2. Width of Interval:
o Confidence Interval: Narrower because it estimates a single parameter (like a mean).
o Prediction Interval: Wider because it must account for both the uncertainty in the parameter estimate and the natural variation of individual observations.
3. Applicability:
o Confidence Interval: Useful for making inferences about population parameters.
o Prediction Interval: Useful for predicting future outcomes based on existing data.

Question 12

How to Calculate confidence intervals using R

Answer 12

Use the predict() function
interval = ‘confidence’)

Predict(fit, interval = ‘confidence’)

Question 13

How to Calculate prediction intervals using R

Answer 13

We just change the command from interval=’confidence’ to interval=’prediction’

predict(fit,interval=’prediction’)

Question 14

Calculate concentration at steady state (equation)

Answer 14

Concentration at steady state: Css= Infusion rate /Clearance

Question 15

what is Css equivalent to?

Answer 15

Css= Infusion rate /Clearance = 1/clearance *infusion rate

Question 16

What is 1/clearance equivilant to?

Answer 16

1/Clearance is equivalent to β1 and so we can see that clearance = 1/β1

Question 17

How to clear objects in the R global environment?

Answer 17

rm(list=ls()) <this will remove all objects
rm()

Question 18

Equation for infusion rate

Answer 18

Infusion rate (mg/l) = CSS * Clearance

Question 19

How to examine distribution in R

Answer 19

Basic R plot:

hist ()

Question 20

What is the runif() function?

Answer 20

The runif() function in R generates random numbers following a uniform distribution. A uniform distribution means that every value within a specified range has an equal probability of being chosen.

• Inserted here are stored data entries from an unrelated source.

PR #1045, opened 2019-02-03
Add Intel Core 2 Duo E7500 to the whitelist

Encritary:
It does support SSE 4.2 instructions, I've checked that.


Encritary:
@morphis oh, it seems like the site I got the info from had a mistake. But then how can I launch anbox on my E7500?

morphis:
@Encritary I am sorry, but without support for SSE 4.2 you can't unless somebody contributes changes to make Android build without it.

R can sample from a uniform distribution using the function runif(). n= observation size
give the instructions runif(n=, min=,max=)

*n: The number of random numbers to generate.
*min: The minimum value in the range (default is 0).
*max: The maximum value in the range (default is 1).

Question 21

What is the rnorm() function?

Answer 21

rnorm(): rnorm(n= , mean= , sd=)
Purpose: Generates random numbers from a normal (Gaussian) distribution.
Distribution Characteristics:
Normal Distribution: Bell-shaped curve characterized by the mean and standard deviation.
Parameters:
n (number of values to generate)
mean (mean of the distribution, default is 0)
sd (standard deviation, default is 1)

Question 22

runif (). versus rnorm ()

Answer 22

runif(): Generates numbers uniformly distributed across the specified range.
rnorm(): Generates numbers normally distributed around a specified mean with a specified standard deviation.

runif () <- for uniform distribution

runif():
Purpose: Generates random numbers from a uniform distribution.
Distribution Characteristics:
Uniform Distribution: Each value within a specified range is equally likely.
Parameters:
n (number of values to generate)
min (lower bound, default is 0)
max (upper bound, default is 1)

rnorm () <- for normal distribution

rnorm():
Purpose: Generates random numbers from a normal (Gaussian) distribution.
Distribution Characteristics:
Normal Distribution: Bell-shaped curve characterized by the mean and standard deviation.
Parameters:
n (number of values to generate)
mean (mean of the distribution, default is 0)
sd (standard deviation, default is 1)

Question 23

How to save a data frame as a csv file

Answer 23

write.csv ()

write.csv(data, “data.csv”, row.names = F)

Question 24

Explain the difference between confidence interval and a prediction interval in the context of linear regression analysis in R (3 marks)

Answer 24

CIs are used to indicate the reliability of an estimate of the parameter. For example, the CI around a regression coefficient provides a range that, with a specified probability, contains the true value

A prediction interval provides a range within which future observations are expected to fall, with a specified level of confidence. Unlike the CI, which focuses on the mean response, the PI accounts for the additional variability around individual predicted values.
PIs are used when predicting new outcomes from the regression model, reflecting both the uncertainty in estimating the model parameters and the natural random variability of individual outcomes.